PR #2892, opened 2016-11-28
docs(webpack): fix for tsconfig.json provided in example

sergeome:
Pull request for this [issue](https://github.com/angular/angular.io/issues/2890).

### DIFF
--- a/public/docs/_examples/webpack/ts/tsconfig.1.json
+++ b/public/docs/_examples/webpack/ts/tsconfig.1.json
@@ -7,7 +7,6 @@
     "emitDecoratorMetadata": true,
     "experimentalDecorators": true,
     "lib": ["es2015", "dom"],
-    "removeComments": false,
     "noImplicitAny": true,
     "suppressImplicitAnyIndexErrors": true
   }
--- a/public/docs/_examples/webpack/ts/tsconfig.1.json
+++ b/public/docs/_examples/webpack/ts/tsconfig.1.json
@@ -6,8 +6,15 @@
     "sourceMap": true,
     "emitDecoratorMetadata": true,
     "experimentalDecorators": true,
+    "lib": ["es2015", "dom"],
     "removeComments": false,
     "noImplicitAny": true,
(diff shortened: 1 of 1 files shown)


sergeome:
I signed it!

sergeome:
I signed it!

Foxandxss:
We don't need `exclude` without `files` and why do we need `typeRoots`? I am totally in for the `lib`, I wanted to add that with an update but forgot.

sergeome:
Hello @Foxandxss ,
1. I've added `exclude` in order to not process all files inside `node_modules`.
2. I thought that `typeRoots` actually can help solve the issue. But I've just verified and add `"lib": ["es2015", "dom"],` is enough.

Sorry. for this. 
As far as I understand we just need to add `"lib": ["es2015", "dom"],`. Can I modify it and submit updated version in this pull request?

Best regards,
Siarhei

Foxandxss:
Sure you can.

The node_modules exclusion is only needed if you specify the files by hand, since we do not, node_modules is excluded automagically.

sergeome:
@Foxandxss,
Thank you for the explanation. I didn't know about that.
I've updated my changes.

Best regards,
Siarhei

public/docs/_examples/webpack/ts/tsconfig.1.json
```diff
@@ -6,8 +6,9 @@
     "sourceMap": true,
     "emitDecoratorMetadata": true,
     "experimentalDecorators": true,
+    "lib": ["es2015", "dom"],
     "removeComments": false,
```
wardbell: Would you please remove this `removeComments` setting too. That is the default setting and we don't want it here. I thought I'd removed it everywhere but I guess I missed this one.

Then I can merge your PR.

sergeome:
Hello @wardbell ,

I've just removed and pushed my changes.
Sorry for the delay with this.

Best regards,
Siarhei

Foxandxss:
Thank you.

PROBLEM TO SOLVE:
Quote exactly the stretch of lines above that starts at the first one and ends at the line with "(diff shortened: 1 of 1 files shown)", and nothing beyond it.

OUTPUT OF THE EXERCISE:
PR #2892, opened 2016-11-28
docs(webpack): fix for tsconfig.json provided in example

sergeome:
Pull request for this [issue](https://github.com/angular/angular.io/issues/2890).

### DIFF
--- a/public/docs/_examples/webpack/ts/tsconfig.1.json
+++ b/public/docs/_examples/webpack/ts/tsconfig.1.json
@@ -7,7 +7,6 @@
     "emitDecoratorMetadata": true,
     "experimentalDecorators": true,
     "lib": ["es2015", "dom"],
-    "removeComments": false,
     "noImplicitAny": true,
     "suppressImplicitAnyIndexErrors": true
   }
--- a/public/docs/_examples/webpack/ts/tsconfig.1.json
+++ b/public/docs/_examples/webpack/ts/tsconfig.1.json
@@ -6,8 +6,15 @@
     "sourceMap": true,
     "emitDecoratorMetadata": true,
     "experimentalDecorators": true,
+    "lib": ["es2015", "dom"],
     "removeComments": false,
     "noImplicitAny": true,
(diff shortened: 1 of 1 files shown)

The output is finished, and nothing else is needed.